Saved entries

PR #6168, opened 2024-08-02
feat(android): add UI for enable and disable

conectado:
The UI-side of #6166

This is how it looks if we enable disalable for CIDR resources

It still needs some UI tuning probably but we could merge this as is since no client will see it

image

### DIFF
--- a/kotlin/android/app/build.gradle.kts
+++ b/kotlin/android/app/build.gradle.kts
@@ -156,7 +156,6 @@ android {
 
 dependencies {
     // AndroidX
-    implementation("androidx.recyclerview:recyclerview:1.3.2")
     implementation("androidx.core:core-ktx:1.13.1")
     implementation("androidx.appcompat:appcompat:1.7.0")
     implementation("androidx.preference:preference-ktx:1.2.1")
--- a/kotlin/android/app/build.gradle.kts
+++ b/kotlin/android/app/build.gradle.kts
@@ -156,6 +156,7 @@ android {
 
 dependencies {
     // AndroidX
+    implementation("androidx.recyclerview:recyclerview:1.3.2")
     implementation("androidx.core:core-ktx:1.13.1")
     implementation("androidx.appcompat:appcompat:1.7.0")
     implementation("androidx.preference:preference-ktx:1.2.1")
--- a/kotlin/android/app/src/main/java/dev/firezone/android/core/data/Repository.kt
+++ b/kotlin/android/app/src/main/java/dev/firezone/android/core/data/Repository.kt
@@ -3,6 +3,8 @@ package dev.firezone.android.core.data
 
 import android.content.Context
 import android.content.SharedPreferences
+import com.google.gson.Gson
+import com.google.gson.reflect.TypeToken
 import dev.firezone.android.BuildConfig
 import dev.firezone.android.core.data.model.Config
 import kotlinx.coroutines.CoroutineDispatcher
@@ -59,6 +61,7 @@ internal class Repository
                 )
             }.flowOn(coroutineDispatcher)
 
+
         fun getDeviceIdSync(): String? = sharedPreferences.getString(DEVICE_ID_KEY, null)
 
         fun getFavoritesSync(): HashSet<String> = HashSet(sharedPreferences.getStringSet(FAVORITE_RESOURCES_KEY, null).orEmpty())
@@ -91,6 +94,16 @@ internal class Repository
                 .edit()
                 .putString(DEVICE_ID_KEY, value)
                 .apply()
+
+        fun getDisabledResources(): Set<String> {
+            val jsonString = sharedPreferences.getString(DISABLED_RESOURCES_KEY, null) ?: return hashSetOf()
+            val type = object : TypeToken<HashSet<String>>() {}.type
+            return Gson().fromJson(jsonString, type)
+        }
+
+        fun saveDisabledResources(value: Set<String>): Unit =
+                sharedPreferences.edit().putString(DISABLED_RESOURCES_KEY, Gson().toJson(value))
+                    .apply()
 
         fun saveNonce(value: String): Flow<Unit> =
             flow {
@@ -171,5 +184,6 @@ internal class Repository
             private const val NONCE_KEY = "nonce"
             private const val STATE_KEY = "state"
             private const val DEVICE_ID_KEY = "deviceId"
+            private const val DISABLED_RESOURCES_KEY = "disabledResources"
         }
     }
--- a/kotlin/android/app/src/main/java/dev/firezone/android/core/data/Repository.kt
+++ b/kotlin/android/app/src/main/java/dev/firezone/android/core/data/Repository.kt
@@ -61,7 +61,6 @@ internal class Repository
                 )
             }.flowOn(coroutineDispatcher)
 
-
         fun getDeviceIdSync(): String? = sharedPreferences.getString(DEVICE_ID_KEY, null)
 
         fun getFavoritesSync(): HashSet<String> = HashSet(sharedPreferences.getStringSet(FAVORITE_RESOURCES_KEY, null).orEmpty())
@@ -102,8 +101,8 @@ internal class Repository
         }
 
         fun saveDisabledResourcesSync(value: Set<String>): Unit =
-                sharedPreferences.edit().putString(DISABLED_RESOURCES_KEY, Gson().toJson(value))
-                    .apply()
+            sharedPreferences.edit().putString(DISABLED_RESOURCES_KEY, Gson().toJson(value))
+                .apply()
 
         fun saveNonce(value: String): Flow<Unit> =
             flow {
--- a/kotlin/android/app/src/main/java/dev/firezone/android/core/data/Repository.kt
+++ b/kotlin/android/app/src/main/java/dev/firezone/android/core/data/Repository.kt
@@ -95,13 +95,13 @@ internal class Repository
                 .putString(DEVICE_ID_KEY, value)
                 .apply()
 
-        fun getDisabledResources(): Set<String> {
+        fun getDisabledResourcesSync(): Set<String> {
             val jsonString = sharedPreferences.getString(DISABLED_RESOURCES_KEY, null) ?: return hashSetOf()
             val type = object : TypeToken<HashSet<String>>() {}.type
             return Gson().fromJson(jsonString, type)
         }
 
-        fun saveDisabledResources(value: Set<String>): Unit =
+        fun saveDisabledResourcesSync(value: Set<String>): Unit =
                 sharedPreferences.edit().putString(DISABLED_RESOURCES_KEY, Gson().toJson(value))
                     .apply()
 
--- a/kotlin/android/app/src/main/java/dev/firezone/android/features/session/ui/ResourcesAdapter.kt
+++ b/kotlin/android/app/src/main/java/dev/firezone/android/features/session/ui/ResourcesAdapter.kt
@@ -10,7 +10,9 @@ import androidx.recyclerview.widget.ListAdapter
 import androidx.recyclerview.widget.RecyclerView
 import dev.firezone.android.databinding.ListItemResourceBinding
 
-internal class ResourcesAdapter(private val activity: SessionActivity) : ListAdapter<ViewResource, ResourcesAdapter.ViewHolder>(ResourceDiffCallback()) {
+internal class ResourcesAdapter(private val activity: SessionActivity) : ListAdapter<ViewResource, ResourcesAdapter.ViewHolder>(
+    ResourceDiffCallback(),
+) {
     private var favoriteResources: HashSet<String> = HashSet()
 
     override fun onCreateViewHolder(
--- a/kotlin/android/app/src/main/java/dev/firezone/android/features/session/ui/ResourcesAdapter.kt
+++ b/kotlin/android/app/src/main/java/dev/firezone/android/features/session/ui/ResourcesAdapter.kt
@@ -26,7 +26,7 @@ internal class ResourcesAdapter(private val activity: SessionActivity) : ListAda
         position: Int,
     ) {
         val resource = getItem(position)
-        holder.bind(resource) { newResource -> onSwitchToggled(newResource)}
+        holder.bind(resource) { newResource -> onSwitchToggled(newResource) }
         holder.itemView.setOnClickListener {
             // Show bottom sheet
             val isFavorite = favoriteResources.contains(resource.id)
@@ -34,7 +34,6 @@ internal class ResourcesAdapter(private val activity: SessionActivity) : ListAda
             val bottomSheet = ResourceDetailsBottomSheet(resource)
             bottomSheet.show(fragmentManager, "ResourceDetailsBottomSheet")
         }
-
     }
 
     private fun onSwitchToggled(resource: ViewResource) {
@@ -42,8 +41,10 @@ internal class ResourcesAdapter(private val activity: SessionActivity) : ListAda
     }
 
     class ViewHolder(private val binding: ListItemResourceBinding) : RecyclerView.ViewHolder(binding.root) {
-
-        fun bind(resource: ViewResource, onSwitchToggled: (ViewResource) -> Unit) {
+        fun bind(
+            resource: ViewResource,
+            onSwitchToggled: (ViewResource) -> Unit,
+        ) {
             binding.resourceNameText.text = resource.name
             binding.addressText.text = resource.address
             // Without this the item gets reset when out of view, isn't android wonderful?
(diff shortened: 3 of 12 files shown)


conectado:
image

kotlin/android/app/build.gradle.kts
```diff
@@ -156,6 +156,7 @@ android {
 
 dependencies {
     // AndroidX
+    implementation("androidx.recyclerview:recyclerview:1.3.2")
```
ReactorScram: Spaces / tabs mixup?

kotlin/android/app/src/main/java/dev/firezone/android/core/data/Repository.kt
```diff
@@ -88,6 +91,16 @@ internal class Repository
                 .putString(DEVICE_ID_KEY, value)
                 .apply()
 
+        fun getDisabledResources(): Set<String> {
```
ReactorScram:
```suggestion
        fun getDisabledResourcesSync(): Set<String> {
```

I don't understand Android / Kotlin's async but this should match the other method names, right?

kotlin/android/app/src/main/java/dev/firezone/android/core/data/Repository.kt
```diff
@@ -88,6 +91,16 @@ internal class Repository
...
+            val jsonString = sharedPreferences.getString(DISABLED_RESOURCES_KEY, null) ?: return hashSetOf()
+            val type = object : TypeToken<HashSet<String>>() {}.type
+            return Gson().fromJson(jsonString, type)
+        }
+
+        fun saveDisabledResources(value: Set<String>): Unit =
```
ReactorScram:
```suggestion
        fun saveDisabledResourcesSync(value: Set<String>): Unit =
```

kotlin/android/app/src/main/java/dev/firezone/android/features/session/ui/SessionActivity.kt
```diff
@@ -7,21 +7,30 @@ import android.content.Intent
...
 import androidx.activity.viewModels
 import androidx.appcompat.app.AppCompatActivity
 import androidx.recyclerview.widget.DividerItemDecoration
 import androidx.recyclerview.widget.LinearLayoutManager
 import dagger.hilt.android.AndroidEntryPoint
+import dev.firezone.android.core.data.Repository
 import dev.firezone.android.databinding.ActivitySessionBinding
 import dev.firezone.android.features.settings.ui.SettingsActivity
 import dev.firezone.android.tunnel.TunnelService
+import javax.inject.Inject
```
ReactorScram: More DI? :(

kotlin/android/app/src/main/java/dev/firezone/android/features/session/ui/ViewResource.kt
```diff
@@ -0,0 +1,29 @@
...
+
+data class ViewResource(
+    val id: String,
+    val address: String,
+    val addressDescription: String?,
+    val sites: List<Site>?,
+    val name: String,
+    val status: StatusEnum,
+    var enabled: Boolean = true,
+    var disableable: Boolean = true,
```
ReactorScram: Nit: still prefer a larger number of shorter words, e.g. `can_disable`, `can_bypass`, `can_disconnect` as discussed in #6166

kotlin/android/app/src/main/java/dev/firezone/android/tunnel/ConnlibSession.kt
```diff
@@ -15,6 +15,11 @@ object ConnlibSession {
 
     external fun disconnect(connlibSession: Long): Boolean
 
+    external fun setDisabledResources(
+        connlibSession: Long,
```
ReactorScram, line 20: Out of scope for this PR but is this a handle? Does Android not give us a better way to wrap up C / FFI pointers?

kotlin/android/app/src/main/java/dev/firezone/android/tunnel/ConnlibSession.kt
```diff
@@ -15,6 +15,11 @@ object ConnlibSession {
 
     external fun disconnect(connlibSession: Long): Boolean
 
+    external fun setDisabledResources(
```
ReactorScram, line 19:
```suggestion
    /// `disabledResourceList` is a JSON array of Resource ID strings
    external fun setDisabledResources(
```

kotlin/android/app/src/main/java/dev/firezone/android/tunnel/model/Resource.kt
```diff
@@ -16,6 +16,8 @@ data class Resource(
     val sites: List<Site>?,
     val name: String,
     val status: StatusEnum,
+    var enabled: Boolean = true,
+    var disableable: Boolean = true,
```
ReactorScram: Does the current infrastructure send us `disableable = false` since the feature is not deployed to users yet?

kotlin/android/app/src/main/res/layout/fragment_resource_details.xml
```diff
@@ -1,5 +1,6 @@
 <?xml version="1.0" encoding="utf-8"?>
 <LinearLayout xmlns:android="http://schemas.android.com/apk/res/android"
+    xmlns:tools="http://schemas.android.com/tools"
```
ReactorScram: Just curious, what does this do?

kotlin/android/app/src/main/java/dev/firezone/android/features/session/ui/ViewResource.kt
```diff
@@ -0,0 +1,29 @@
...
+    )
+
+fun Resource.toViewResource(): ViewResource {
```
ReactorScram: Any particular reason to have `Resource::toViewResource` in `ViewResource.kt` instead of `ViewResource::fromResource` in `ViewResource.kt`?

ReactorScram: I see it's shorter at the call site, but I had expected all `Resource::*` to be in `Resource.kt`

ReactorScram (approved):
Seems okay. I didn't look very closely at the code, and there's UX changes we could make, but I agree we could merge it so we can try it out on staging or something before customers get the enable/disable feature

kotlin/android/app/src/main/res/layout/fragment_resource_details.xml
conectado: this was just added by android-studio, I've no idea, I can revert

kotlin/android/app/src/main/java/dev/firezone/android/tunnel/model/Resource.kt
conectado: yeah, this default is more of a left over from when I was just testing it, should have no default for `disableable`(now called `can_toggle`), I will change that.

kotlin/android/app/src/main/java/dev/firezone/android/features/session/ui/SessionActivity.kt
conectado: I modify the store from here so I need access to the type

kotlin/android/app/src/main/java/dev/firezone/android/tunnel/ConnlibSession.kt
conectado: I think not, saddly, https://developer.android.com/training/articles/perf-jni#64-bit-considerations

([stackoverflow answers seem to point to using long too](https://stackoverflow.com/a/1634310))

kotlin/android/app/src/main/java/dev/firezone/android/features/session/ui/ViewResource.kt
conectado: My reasoning was:

* I think in kotlin `toX` is more common than `fromX` because there are no static methods, though I think something like that can be achieved with `companion` classes? But `toViewResources` seemed more idiomatic
* I think it's clearer what is a `Resource` from a `ViewResource` module rather than what's a `ViewResource` from a `Resource` module.

jamilbk (commented):
Is this behind a feature flag or something so that it doesn't get shipped for the prod client? Just thinking it might be wise to leave this parked in a PR until the portal sends us a bonafide internet resource, and then we can show the toggle for just that resource. Would be good to sticky the internet resource at the top of the list too.

conectado:
> Is this behind a feature flag or something so that it doesn't get shipped for the prod client? Just thinking it might be wise to leave this parked in a PR until the portal sends us a bonafide internet resource, and then we can show the toggle for just that resource. Would be good to sticky the internet resource at the top of the list too.

@jamilbk  If the portal doesn't send `can_toggle` the user won't see any UI for this

conectado:
> Would be good to sticky the internet resource at the top of the list too.

I was planning to open another PR for the internet resource, one thing simple solution I was planning is to have the internet resource be always on top of the list by sorting it that way from connlib but that might only work for kotlin/ios, since we probably want it outside the menu bar in tauri clients and macos?

jamilbk:
> > Would be good to sticky the internet resource at the top of the list too.
> 
> I was planning to open another PR for the internet resource, one thing simple solution I was planning is to have the internet resource be always on top of the list by sorting it that way from connlib but that might only work for kotlin/ios, since we probably want it outside the menu bar in tauri clients and macos?

I was thinking it'd just be at the top - called 'Internet resource' with a submenu for enabling/disabling and showing the site it's in. So same / similar behavior on mobile and desktop

conectado:
@ReactorScram I just went through a big refactor since I found a bug in the previous version:

Previously, we loaded the disabled resources from the main activity, the problem with that is that sometimes Firezone can start without the main activity loading, such as when it is setup to start in the background. 

This would cause resources to not have loaded until the user explicitly loads the activity, which can be potentially never.

So to fix this I moved the `disabledResources` to the tunnel service which should always load to start Firezone's tunnel.

Manually tested seems to work, please give it another pass :pray:

kotlin/android/app/src/main/java/dev/firezone/android/features/session/ui/ViewResource.kt
```diff
@@ -0,0 +1,30 @@
+/* Licensed under Apache 2.0 (C) 2024 Firezone, Inc. */
+package dev.firezone.android.features.session.ui
+
+import dev.firezone.android.tunnel.model.Resource
+import dev.firezone.android.tunnel.model.Site
+import dev.firezone.android.tunnel.model.StatusEnum
+
+data class ViewResource(
```
ReactorScram, line 8: This was split off from `Resource` because the view doesn't need the `type` field?

kotlin/android/app/src/main/java/dev/firezone/android/features/session/ui/ResourcesAdapter.kt
```diff
@@ -36,24 +38,42 @@ internal class ResourcesAdapter() : ListAdapter<Resource, ResourcesAdapter.ViewH
...
+
     class ViewHolder(private val binding: ListItemResourceBinding) : RecyclerView.ViewHolder(binding.root) {
-        fun bind(resource: Resource) {
+        fun bind(
+            resource: ViewResource,
+            onSwitchToggled: (ViewResource) -> Unit,
+        ) {
             binding.resourceNameText.text = resource.name
             binding.addressText.text = resource.address
+            // Without this the item gets reset when out of view, isn't android wonderful?
```
ReactorScram, line 52: Must be because the items get recycled in the view?

kotlin/android/app/src/main/java/dev/firezone/android/tunnel/TunnelService.kt
```diff
@@ -230,6 +256,7 @@ class TunnelService : VpnService() {
     private fun connect() {
         val token = appRestrictions.getString("token") ?: repo.getTokenSync()
         val config = repo.getConfigSync()
+        disabledResources = repo.getDisabledResourcesSync().toMutableSet()
```
ReactorScram, line 259: For favorites I had `get` return a `HashSet` directly here, although that means a pointless allocation if the set will never be mutated

kotlin/android/app/src/main/java/dev/firezone/android/tunnel/TunnelService.kt
```diff
@@ -204,6 +209,27 @@ class TunnelService : VpnService() {
         super.onRevoke()
     }
 
+    // UI updates for resources
+    fun resourcesUpdated() {
```
ReactorScram, line 213: So this is equivalent to `refreshList` or whatever, it's a "something chnaged, fix whatever needs to be fixed" function for the tunnel

kotlin/android/app/src/main/java/dev/firezone/android/features/session/ui/ResourcesAdapter.kt
```diff
@@ -26,7 +28,7 @@ internal class ResourcesAdapter() : ListAdapter<Resource, ResourcesAdapter.ViewH
         position: Int,
     ) {
         val resource = getItem(position)
-        holder.bind(resource)
+        holder.bind(resource) { newResource -> onSwitchToggled(newResource) }
```
ReactorScram, line 31: Does this ultimately result in saving to the repo every time a view holder gets created? I tried to follow the function calls down, but I don't know how `bind` works here.

If you trace the save calls, it doesn't save just while loading or scrolling, right?

ReactorScram (approved):
LGTM assuming that the view holder works in some reasonable way. I may have just misread it.

kotlin/android/app/src/main/java/dev/firezone/android/tunnel/TunnelService.kt
conectado: `getDisabledResourcesSync` returns a `Set` already but it's not mutable, I think the signature is clearer if the caller explicitly converts it to mutable.

kotlin/android/app/src/main/java/dev/firezone/android/features/session/ui/ResourcesAdapter.kt
conectado: kotlin syntax is super confusing! this is just passing a callback to the `bind`, which is later used as a callback from the button's actual callback.

It doesn't get called with each `bind`

ReactorScram: Okay I didn't realize it was for the button. I thought it was for the entire list item including the text and everything

kotlin/android/app/src/main/java/dev/firezone/android/features/session/ui/ViewResource.kt
jamilbk: Might suggest extending `Resource` if possible to avoid duplicating all of these fields.

conectado: yes, I think in general it's good to split the model of the displayed resource and the resource received from connlib, since they are essentially different.

kotlin/android/app/src/main/java/dev/firezone/android/features/session/ui/ResourcesAdapter.kt
jamilbk: Yeah it's because recycler views are memory efficient and free state of items that go out of view.

I think the `onBindViewHolder` callback is designed specifically for this purpose, but you may want to double-check:

https://developer.android.com/reference/androidx/recyclerview/widget/RecyclerView.Adapter#onBindViewHolder(VH,int,java.util.List%3Cjava.lang.Object%3E)

kotlin/android/app/src/main/java/dev/firezone/android/features/session/ui/ViewResource.kt
jamilbk: Hm, I'm not sure if I agree with that framing. I would say they represent the same underlying entity. The whole reason connlib calls onUpdateResources is to send the client something it can work with.

Ideally there would be one model representation, with some fields populated from connlib right?

The reason for this split is only because of serialization limitations with Gson?

jamilbk: Of course I'm not primarily responsible for this part of the code base any longer so feel free to take my opinions lightly here :-).

jamilbk: i.e. if we were to write tests for these two models, would they duplicated?

conectado: `onUpdateResources` is called to make the client know what resources are there, how they will be represented or even if they will be represented at all in the UI is something that only concerns the UI, so only the UI knows the format of the data that will be most useful to show.

>  i.e. if we were to write tests for these two models, would they duplicated?

These models are just data, what would we test?

conectado: I think this case, of `disabled` shows that pretty good. it's data only held by the UI. We can artificially plug it into the model sent to us by the callbacks by defaulting to `true` when de-serializing but then updating it with the true value we hold in memory.

But separating the data types encodes in the type-system that it's a resource where we actually know what `disabled` value is and it's not still expecting to be set, making it less error-prone as to use that value earlier.

kotlin/android/app/src/main/java/dev/firezone/android/features/session/ui/SessionActivity.kt
conectado: ah good thing after the refactor this was gone!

▶ **TASK TO COMPLETE**: Across the records above, return every line that contains the word "bottomSheet".

▶ **ANSWER SECTION**:
             val bottomSheet = ResourceDetailsBottomSheet(resource)
             bottomSheet.show(fragmentManager, "ResourceDetailsBottomSheet")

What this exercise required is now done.